中川:そうすると法則がなんとなく見えてくるじゃないですか。「ゆるふわ」って言うといいのね、とか。一時期、NPOで地域の伝統工芸を活性化することをやっていて、その時に「渋くてかわいいものがいいよね」って、「渋カワ」と言ってたんですよ。

鍛冶村:なんとなく通じる感じですね。

中川:通じる感じあるじゃないですか。「渋カワ」って言っていろんな人と話すと、「この人たちこういうことやりたいのか」って(思ってくれるし)、向こうも言いやすいから言語になっていく。「ゆるふわ」的な発想でやってるし(笑)。

習慣化の兆しは、“点”ではなく“線”で追う

鍛冶村:習慣化(の話)に戻すと、大きな流れで習慣の「兆し」があるじゃないですか。これは習慣になるなって思う瞬間と、一時的にそういう現象が起きていて、習慣になるかどうかはわからないものもある。そこはどう見極めているんですか? 要は習慣になるかどうかを、チームや中川さんの中でどういうふうに(情報収集しているのか)。

中川:これが世の中に認められるかどうか?

鍛冶村:そうです、そうです。そこをどう拾うかが重要じゃないですか。

中川:そうそう。でも、いろんなやり方があると思います。僕らは常に、まず情報を見る。例えばビールの仕事をしてたら、永遠にビールのニュースとかを見まくる。メディアの論調を分析すると、世の中の縮図がわかるんですよ。

けっこう簡単で、Yahoo!ニュースとかでなにか(言葉を)入れて検索すると、いろんなニュースが出てくるじゃないですか。メディアの人は世の中の数多ある情報を凝縮して届けているので、それをある程度見れば、世の中が「どっちに向かっているのか」がまずわかります。

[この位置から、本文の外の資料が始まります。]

PR #360, opened 2015-06-02
Fixed the TestNet3Params.checkDifficultyTransitions method.

kparmar1:
Fixed the TestNet3Params.checkDifficultyTransitions method.


mikehearn:
Great catch, thanks for debugging this Kalpesh! Do you have a tip address?

PR #361, opened 2015-06-03
Fixed the size of the field 'header' MySQL fullstore

kparmar1:
Fixed the size of the field 'header' in the 'headers' table for the MySQL fullstore; blob changed to mediumblob.

If you want to manually update the MySQL, not delete the tables and re-sync, use the following SQL:-

ALTER TABLE headers MODIFY COLUMN header MEDIUMBLOB;


mikehearn:
Can you rebase on master, please?

Also: the change description doesn't describe the reason for breaking db compatibility. I assume there is  a good one though. Could maybe the code do the auto upgrade itself? Or does it not matter, will the old databases continue to work?

mikehearn:
Ah sorry - just saw your email.

My questions remain for mainnet deployments of this though. Will it break existing databases?

kparmar1:
Actually I’m note now sure that this isn’t some kind of knock on error.  Looking at the spec I would expect the header to be 80 chars ( in fact looking at my data this is what majority of the lengths are). I think this may require further investigation, maybe this is something peculiar to the test network?  At the moment I blindly fixed it, maybe not the best approach.

If this indeed is an error then yes it will effect current DB, although the code will work fine, until this occurrence happens of course.  I noticed this happened on a split chain (on testnet) - this is the point that the length was exceed.

2015-06-03_11:10:55.868 [NioClientManager] INFO  o.b.core.DownloadProgressTracker - Chain download switched to [127.0.0.1]:18333
664 2015-06-03_11:10:57.375 [NioClientManager] INFO  org.bitcoinj.core.AbstractBlockChain - Block is causing a re-organize
665 2015-06-03_11:10:57.376 [NioClientManager] INFO  org.bitcoinj.core.AbstractBlockChain - Re-organize after split at height 446572
2015-06-03_11:10:57.376 [NioClientManager] INFO  org.bitcoinj.core.AbstractBlockChain - Old chain head: 00000000001cb7f2115e7c19f29f7812adb76b8623016cbca44c    5963618ab055
667 2015-06-03_11:10:57.376 [NioClientManager] INFO  org.bitcoinj.core.AbstractBlockChain - New chain head: 00000000000029a6e9a66603c7cd2420ede49c81b53fcb378e15    08aa79bbc398
668 2015-06-03_11:10:57.376 [NioClientManager] INFO  org.bitcoinj.core.AbstractBlockChain - Split at block: 0000000000000a1c6a4f3392bd963ccd11f981c73b13c6110525    283fc99d20ac 

I don’t know the answer to this without further investigation. Maybe you have an idea as to why this header field would be so large ( > 80)

Looking at my test db the following are the header length.  It look like maybe the length really should *NOT* exceed 80.

Testnet max height.
446613

SELECT  length(header), count(*) FROM fullstore_test.headers group by length(header);

length(header), 	count(*)			Header Heights for these counts (where =1)
80				446614			N/A
642				1				446547
4399			1				446567
4654			1				446568
5923			1				446569
82964			1				446573     ****CAUSED ERROR****


If this is indeed an error maybe some kind of upgrade logic could be added to the database stores so that no manual intervention is required…

Maybe hold off on this fix (pull request) unless further investigation, or if anyone can think of why this maybe happening?

K

mikehearn:
I was wondering about that ... I really want to kick maintenance of this code over to someone else entirely though :-)

Bitcoin headers are always 80 bytes, ignoring the trailing transaction varint (but that should not be in the db at all, I think).

What extra junk is appearing in this table? There must be a bug if the records are not always 80 bytes.

kparmar1:
I'll investigate (debug) and see what the heck is going on.  This probably wasn't picked up as the other stores blob fields are not limited in the way MySQL blob fields are. When I implemented (MySQL store) I kept this field small because I made the assumption that headers were always 80 in length.  

I'll contribute when I can, but I'm a little time restricted (and a little skill :-).

kparmar1:
On the positive side I'm using the store again so it's def in my interest to find/fix any bugs :-)
Now I have to get into the shower... the time just vanishes  :-)

ollekullberg:
I don't think blob (or mediumblob) is the correct type for the header. Since we know that the length is 80 bytes, it should be:

BINARY(80)

I've been working with Oracle DBs (partly as a DBA) for 15 years. I know some MySQL too.

mikehearn:
OK, I'll let you guys figure this out as my MySQL knowledge is fairly minimal. BigTable on the other hand .... ;)

ollekullberg:
We can also change:

chainwork mediumblob NOT NULL

to:

chainwork VARBINARY(255) NOT NULL 

(VARBINARY(255) will always be enough for any real world BigInteger) 

Now, we got to the desired point where NO column in this table is a blob, and thus the table is much faster for the MySQL engine to handle.

kparmar1:
Thanks, cool that makes sense and probably why the sync was taking a lot longer that it needed to. I'll make these changes (unless you want to thats cool also). Hopefully there will be no impart on the rest of the stores - implementation is shared - shouldn't be problem.  

If/when I find the actual error that this initial change was supposed to address.

ollekullberg:
I looked at the code and saw that you use the same SQL/Java code in DatabaseFullPrunedBlockStore for the different DBs. This is actually problematic since PostgreSQL does not have the BINARY() data type. I have an idea, and I will do a pulll request to try to change all of the DBs in one go.

kparmar1:
This shouldn’t be a problem… the code to access (read/write) is shared so as long as the fields can be accessed via getBytes, setBytes  it should be fine (and they can). The creation of the tables/databases structures is *not* shared.

kparmar1:
This may not be a quick fix considering I can't replicate it :-( I've started another sync to testnet and hopefully I'll hit this error again ... probably tomorrow.

I must remember to backup my stores in future before I experiment  :-)

Olle you are still doing the datatype changes, if you are there are other fields to consider, txoutchanges, transactions (prob both blobs - future proof as well) and scriptbytes? 

This pull request I'm going to hmm pull as it's no longer relevant :-)

Anyway time for some not so deserved hot dogs :-)

mikehearn:
Enjoy the hotdogs! I always find they go well with mustard.

kparmar1:
Thanks I did - Mustard the the much maligned Ketchup :-)

Olle- In trying to recreate this other bug I did update the fields and you are correct  that there is a definite speed up- like feels almost twice as fast (I haven't scientifically measured this though).

ollekullberg:
Just created a pull request for the changes we talked about. I tested it as much as I could.

PR #1830, opened 2019-05-01
Use Bouncy Castle's Scrypt implementation rather than the standalone library.

schildbach:
Amazingly, on a Pixel 2 this implementation is a bit quicker than Will Glozer/Colin Percival's native code.


schildbach:
Merged.

msgilligan:
@schildbach and one less dependency! 👍

PR #1833, opened 2019-05-05
simplify SegwitAddress.encode by using Arrays.prepend

matthewleon:
This code documents its intentions somewhat more clearly by moving array prepending into a safe utility method.


schildbach:
Can we perhaps use Guava or Java7 for this? Not a long while ago I replaced all BouncyCastle "non-cryptography-uses" by Guava/Java7.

ものすごくいっぱいお酒を飲みたい人が多いのか、かたやコロナでちょっと飲み過ぎているからあんまり飲みたくないのか、という振り子もわかってくる。振り子がわかった状態であえて逆張りにいくのかというと、大概振り子なんですよ。

グローバル化が進んでたと思ったら、今度はナショナル化が進んでいってたり。都会の23区が流行ってたのが、今度は地方が流行ったりとか。でも、たぶんまた都会が戻ってきたりするから、「振り子」なんですよね。振り子を感覚的に理解するとしたら、ずーっと見続けるしかないんですよ。

鍛冶村:点じゃなくて、線で追っかけていくんですね。

中川:線で追っかけていく。そうそう、いいこと言いますね。

鍛冶村:(笑)。

中川:線で追っかけていくために、僕らは毎週、博報堂のホームページでコラムを書くことを課してるんですよ。それも1つのメディアだと思ってご覧いただくといいかなと思うんですけど。毎週そのコラムを書くことによって、強迫観念が……(笑)。

鍛冶村:(笑)。テーマについて情報収集していかないと(という強迫観念)ですよね。

中川:そうそう、情報収集しないといけない。しかも今週のコラムの順番が僕なんですよ。ヤバいんです。明日1日で書き上げなくちゃいけない。

鍛冶村:(笑)。ちゃんと情報収集してます?

中川:情報収集してますよ。してるんですけど、コラムにしてアウトプットするのがけっこう難しいんです。でもそれをやると継続的にできるというのは、あると思いますけどね。

「ブームはつくるな」

鍛冶村:そこで「これが習慣化の兆しだ」みたいなものがあったら、次にどうするんですか? ターゲットを見つけるんですか、それともそこはもうターゲットとセットなんですか。

中川:ターゲットとセットであります。そこからどこまで解像度を深く決めるかがあるんですけど、そこはストラテジーの領域で。ちゃんとやる時はインターネット調査やグループインタビューをやるんですけど。

ライトにやるとしたら、周りの友達に聞いたり、Googleトレンドで狙ってる現象がどれぐらいじわじわ伸びてるのかを見たりしますね。どっかの会社のマーケティング部長の人が「ブームはつくるな」って言ってたんですよ。ブームをつくっちゃうと……。

鍛冶村:すぐ落ちますよね。

中川:タピオカもそうじゃないですか。Googleトレンドが如実にこう(急上昇に)なっちゃったんですよ。

鍛冶村:一気に。

中川:こうなっちゃうと、飽きがくるから反動で下がっちゃうんですよね。パンケーキは意外とじわじわと上がってて、ちゃんと習慣に組み込まれた感じがするんですけど。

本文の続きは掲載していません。